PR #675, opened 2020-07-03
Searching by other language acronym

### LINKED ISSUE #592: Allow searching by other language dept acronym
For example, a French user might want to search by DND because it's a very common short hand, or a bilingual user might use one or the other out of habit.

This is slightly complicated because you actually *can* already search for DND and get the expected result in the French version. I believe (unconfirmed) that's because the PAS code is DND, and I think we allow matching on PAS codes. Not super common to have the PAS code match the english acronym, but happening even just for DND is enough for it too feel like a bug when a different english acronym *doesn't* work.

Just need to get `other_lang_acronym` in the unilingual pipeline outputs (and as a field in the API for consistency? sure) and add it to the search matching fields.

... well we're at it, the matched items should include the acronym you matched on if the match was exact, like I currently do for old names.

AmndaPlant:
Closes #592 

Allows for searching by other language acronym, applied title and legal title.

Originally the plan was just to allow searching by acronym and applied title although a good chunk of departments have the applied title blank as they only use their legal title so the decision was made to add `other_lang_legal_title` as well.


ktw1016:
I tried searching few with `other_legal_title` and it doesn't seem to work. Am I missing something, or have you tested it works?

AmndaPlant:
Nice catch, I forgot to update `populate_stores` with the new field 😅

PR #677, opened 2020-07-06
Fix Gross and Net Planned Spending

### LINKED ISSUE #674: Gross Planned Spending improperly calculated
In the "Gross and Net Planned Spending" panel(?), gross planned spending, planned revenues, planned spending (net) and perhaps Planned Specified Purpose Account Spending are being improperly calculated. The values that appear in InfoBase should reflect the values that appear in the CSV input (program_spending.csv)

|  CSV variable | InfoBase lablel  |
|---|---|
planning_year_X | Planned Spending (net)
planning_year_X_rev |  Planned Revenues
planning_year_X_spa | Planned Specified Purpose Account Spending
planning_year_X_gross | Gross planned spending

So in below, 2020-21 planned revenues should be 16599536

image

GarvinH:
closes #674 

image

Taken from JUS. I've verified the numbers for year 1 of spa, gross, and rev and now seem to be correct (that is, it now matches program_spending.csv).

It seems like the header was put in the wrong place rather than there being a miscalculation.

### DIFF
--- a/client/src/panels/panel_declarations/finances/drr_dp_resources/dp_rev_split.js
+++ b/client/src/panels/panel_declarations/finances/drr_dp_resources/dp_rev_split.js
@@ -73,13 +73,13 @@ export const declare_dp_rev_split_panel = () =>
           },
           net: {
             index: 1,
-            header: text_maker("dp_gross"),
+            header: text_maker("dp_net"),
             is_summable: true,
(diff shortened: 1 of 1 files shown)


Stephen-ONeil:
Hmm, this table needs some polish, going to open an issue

__________

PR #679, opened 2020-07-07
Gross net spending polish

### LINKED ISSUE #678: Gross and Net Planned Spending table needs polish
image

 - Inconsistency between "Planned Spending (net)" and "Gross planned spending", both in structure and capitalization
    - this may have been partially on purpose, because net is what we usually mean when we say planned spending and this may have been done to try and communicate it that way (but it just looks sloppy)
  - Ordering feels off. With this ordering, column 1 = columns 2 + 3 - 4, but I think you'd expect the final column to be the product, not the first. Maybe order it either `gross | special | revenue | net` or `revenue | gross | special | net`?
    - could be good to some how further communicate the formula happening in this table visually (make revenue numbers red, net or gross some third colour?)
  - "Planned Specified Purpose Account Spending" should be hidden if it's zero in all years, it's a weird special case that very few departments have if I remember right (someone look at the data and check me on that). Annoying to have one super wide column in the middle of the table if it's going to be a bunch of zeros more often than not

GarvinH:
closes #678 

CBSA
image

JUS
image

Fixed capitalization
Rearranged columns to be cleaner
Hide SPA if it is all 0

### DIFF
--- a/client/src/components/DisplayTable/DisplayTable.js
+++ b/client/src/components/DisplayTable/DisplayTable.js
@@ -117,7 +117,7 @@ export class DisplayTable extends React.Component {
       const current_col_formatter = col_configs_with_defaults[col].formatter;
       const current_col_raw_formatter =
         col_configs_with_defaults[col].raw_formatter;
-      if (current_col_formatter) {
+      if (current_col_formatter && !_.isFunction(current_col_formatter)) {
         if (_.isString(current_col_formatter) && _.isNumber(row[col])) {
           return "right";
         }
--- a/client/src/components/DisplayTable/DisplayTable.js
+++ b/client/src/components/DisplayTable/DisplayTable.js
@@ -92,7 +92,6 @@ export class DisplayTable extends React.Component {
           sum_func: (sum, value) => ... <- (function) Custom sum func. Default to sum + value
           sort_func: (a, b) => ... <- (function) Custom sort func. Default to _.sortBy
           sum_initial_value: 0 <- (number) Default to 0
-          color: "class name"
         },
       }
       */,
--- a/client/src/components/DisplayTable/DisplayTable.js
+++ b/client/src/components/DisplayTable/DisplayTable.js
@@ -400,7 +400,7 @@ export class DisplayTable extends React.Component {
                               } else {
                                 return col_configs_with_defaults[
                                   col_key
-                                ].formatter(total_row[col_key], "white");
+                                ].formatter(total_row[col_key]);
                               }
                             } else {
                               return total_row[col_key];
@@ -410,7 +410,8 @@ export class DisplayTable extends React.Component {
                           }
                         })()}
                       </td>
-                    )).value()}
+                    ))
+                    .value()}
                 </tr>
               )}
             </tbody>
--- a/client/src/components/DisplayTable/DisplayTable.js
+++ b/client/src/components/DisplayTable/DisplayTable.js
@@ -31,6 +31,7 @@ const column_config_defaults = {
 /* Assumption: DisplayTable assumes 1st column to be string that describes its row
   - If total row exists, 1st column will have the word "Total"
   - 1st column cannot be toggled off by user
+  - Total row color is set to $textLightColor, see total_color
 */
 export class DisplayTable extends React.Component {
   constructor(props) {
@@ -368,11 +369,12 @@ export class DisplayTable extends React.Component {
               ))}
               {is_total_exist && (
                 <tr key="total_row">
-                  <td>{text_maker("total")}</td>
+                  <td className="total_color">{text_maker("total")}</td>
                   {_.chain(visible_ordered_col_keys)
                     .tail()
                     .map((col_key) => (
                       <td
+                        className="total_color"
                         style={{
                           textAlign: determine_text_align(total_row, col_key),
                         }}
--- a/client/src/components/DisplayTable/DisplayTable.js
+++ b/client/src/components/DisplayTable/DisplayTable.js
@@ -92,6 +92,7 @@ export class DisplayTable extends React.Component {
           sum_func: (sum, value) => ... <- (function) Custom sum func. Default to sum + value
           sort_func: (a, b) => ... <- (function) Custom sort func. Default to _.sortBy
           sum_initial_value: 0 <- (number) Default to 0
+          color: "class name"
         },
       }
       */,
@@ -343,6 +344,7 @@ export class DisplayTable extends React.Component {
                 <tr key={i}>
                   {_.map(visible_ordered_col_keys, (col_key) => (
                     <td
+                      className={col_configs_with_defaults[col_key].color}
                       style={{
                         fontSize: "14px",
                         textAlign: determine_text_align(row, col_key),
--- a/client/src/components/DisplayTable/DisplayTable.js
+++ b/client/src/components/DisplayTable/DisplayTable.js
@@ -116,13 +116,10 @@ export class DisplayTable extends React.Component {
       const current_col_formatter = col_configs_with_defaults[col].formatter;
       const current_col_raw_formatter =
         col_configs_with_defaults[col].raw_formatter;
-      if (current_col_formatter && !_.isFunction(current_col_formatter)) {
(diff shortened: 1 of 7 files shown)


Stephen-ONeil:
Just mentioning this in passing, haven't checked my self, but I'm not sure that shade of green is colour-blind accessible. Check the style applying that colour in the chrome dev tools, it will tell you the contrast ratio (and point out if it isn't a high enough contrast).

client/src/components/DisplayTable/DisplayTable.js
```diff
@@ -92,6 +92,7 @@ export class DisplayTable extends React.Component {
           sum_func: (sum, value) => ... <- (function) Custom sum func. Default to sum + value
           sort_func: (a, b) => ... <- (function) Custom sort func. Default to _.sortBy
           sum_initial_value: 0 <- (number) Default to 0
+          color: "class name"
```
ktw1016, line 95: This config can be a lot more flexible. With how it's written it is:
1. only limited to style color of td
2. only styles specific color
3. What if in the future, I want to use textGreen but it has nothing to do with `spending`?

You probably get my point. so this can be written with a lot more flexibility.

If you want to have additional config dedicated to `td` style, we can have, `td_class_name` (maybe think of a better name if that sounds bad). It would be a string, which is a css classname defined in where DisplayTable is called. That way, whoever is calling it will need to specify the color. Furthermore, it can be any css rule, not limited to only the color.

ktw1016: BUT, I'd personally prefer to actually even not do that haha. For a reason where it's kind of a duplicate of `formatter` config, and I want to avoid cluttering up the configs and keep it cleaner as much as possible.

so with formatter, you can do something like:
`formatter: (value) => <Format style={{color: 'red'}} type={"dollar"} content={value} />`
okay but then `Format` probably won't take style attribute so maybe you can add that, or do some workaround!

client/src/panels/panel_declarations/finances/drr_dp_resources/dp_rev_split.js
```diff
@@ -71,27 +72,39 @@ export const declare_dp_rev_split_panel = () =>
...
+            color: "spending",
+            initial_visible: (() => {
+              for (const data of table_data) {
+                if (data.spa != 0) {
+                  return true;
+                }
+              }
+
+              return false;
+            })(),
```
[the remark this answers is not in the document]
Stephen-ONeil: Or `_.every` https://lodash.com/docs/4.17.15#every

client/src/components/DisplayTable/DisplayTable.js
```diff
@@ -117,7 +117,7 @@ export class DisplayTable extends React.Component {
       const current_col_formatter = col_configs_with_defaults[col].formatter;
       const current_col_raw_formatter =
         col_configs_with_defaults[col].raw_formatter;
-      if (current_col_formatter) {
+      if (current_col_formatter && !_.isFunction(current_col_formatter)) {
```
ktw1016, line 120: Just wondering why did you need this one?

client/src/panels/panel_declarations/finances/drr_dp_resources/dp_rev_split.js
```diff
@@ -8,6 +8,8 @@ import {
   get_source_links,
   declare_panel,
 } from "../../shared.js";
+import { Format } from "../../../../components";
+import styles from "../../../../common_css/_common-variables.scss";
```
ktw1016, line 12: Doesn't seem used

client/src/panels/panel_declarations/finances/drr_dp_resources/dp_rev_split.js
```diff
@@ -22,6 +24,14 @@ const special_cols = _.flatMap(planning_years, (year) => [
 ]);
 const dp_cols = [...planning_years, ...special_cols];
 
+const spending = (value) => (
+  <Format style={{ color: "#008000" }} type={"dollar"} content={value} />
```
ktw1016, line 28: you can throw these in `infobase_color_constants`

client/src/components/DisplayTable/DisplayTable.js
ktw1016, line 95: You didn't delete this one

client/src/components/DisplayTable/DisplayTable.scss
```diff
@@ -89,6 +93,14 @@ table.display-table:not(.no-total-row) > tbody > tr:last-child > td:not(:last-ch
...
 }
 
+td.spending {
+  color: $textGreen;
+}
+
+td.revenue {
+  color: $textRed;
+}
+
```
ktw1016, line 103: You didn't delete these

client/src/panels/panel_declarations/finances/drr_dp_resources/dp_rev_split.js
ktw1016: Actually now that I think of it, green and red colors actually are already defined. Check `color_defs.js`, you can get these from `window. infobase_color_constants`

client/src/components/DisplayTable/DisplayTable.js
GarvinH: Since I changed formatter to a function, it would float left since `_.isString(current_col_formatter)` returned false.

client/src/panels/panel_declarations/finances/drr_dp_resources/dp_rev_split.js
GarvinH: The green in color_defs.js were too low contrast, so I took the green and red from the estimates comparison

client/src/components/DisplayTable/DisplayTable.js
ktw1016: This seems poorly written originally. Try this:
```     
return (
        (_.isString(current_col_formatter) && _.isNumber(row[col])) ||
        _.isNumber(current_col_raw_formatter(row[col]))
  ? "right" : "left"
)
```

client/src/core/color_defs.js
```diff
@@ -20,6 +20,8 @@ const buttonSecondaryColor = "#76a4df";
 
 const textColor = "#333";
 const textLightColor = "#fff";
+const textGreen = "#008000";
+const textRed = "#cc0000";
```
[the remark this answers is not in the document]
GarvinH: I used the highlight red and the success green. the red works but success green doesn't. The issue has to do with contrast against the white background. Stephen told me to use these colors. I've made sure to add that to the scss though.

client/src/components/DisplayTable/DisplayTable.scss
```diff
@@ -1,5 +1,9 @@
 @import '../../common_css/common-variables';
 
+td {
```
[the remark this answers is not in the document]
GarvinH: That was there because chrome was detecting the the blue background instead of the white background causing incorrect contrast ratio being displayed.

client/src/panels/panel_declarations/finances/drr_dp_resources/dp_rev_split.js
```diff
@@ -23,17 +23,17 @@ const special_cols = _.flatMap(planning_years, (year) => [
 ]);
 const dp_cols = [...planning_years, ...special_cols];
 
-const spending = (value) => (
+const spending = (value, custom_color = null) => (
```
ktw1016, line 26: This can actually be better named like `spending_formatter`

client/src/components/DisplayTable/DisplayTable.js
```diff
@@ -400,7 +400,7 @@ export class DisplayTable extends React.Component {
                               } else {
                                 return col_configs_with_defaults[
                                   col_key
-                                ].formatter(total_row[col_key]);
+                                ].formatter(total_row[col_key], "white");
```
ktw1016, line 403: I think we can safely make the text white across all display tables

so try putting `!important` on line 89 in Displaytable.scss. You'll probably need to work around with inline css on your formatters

__________

### Task
Write out exactly the lines above between the line with "PR #675, opened 2020-07-03" and the line with "For example, a", inclusive, and nothing beyond them.

### Response for this exercise
PR #675, opened 2020-07-03
Searching by other language acronym

### LINKED ISSUE #592: Allow searching by other language dept acronym
For example, a French user might want to search by DND because it's a very common short hand, or a bilingual user might use one or the other out of habit.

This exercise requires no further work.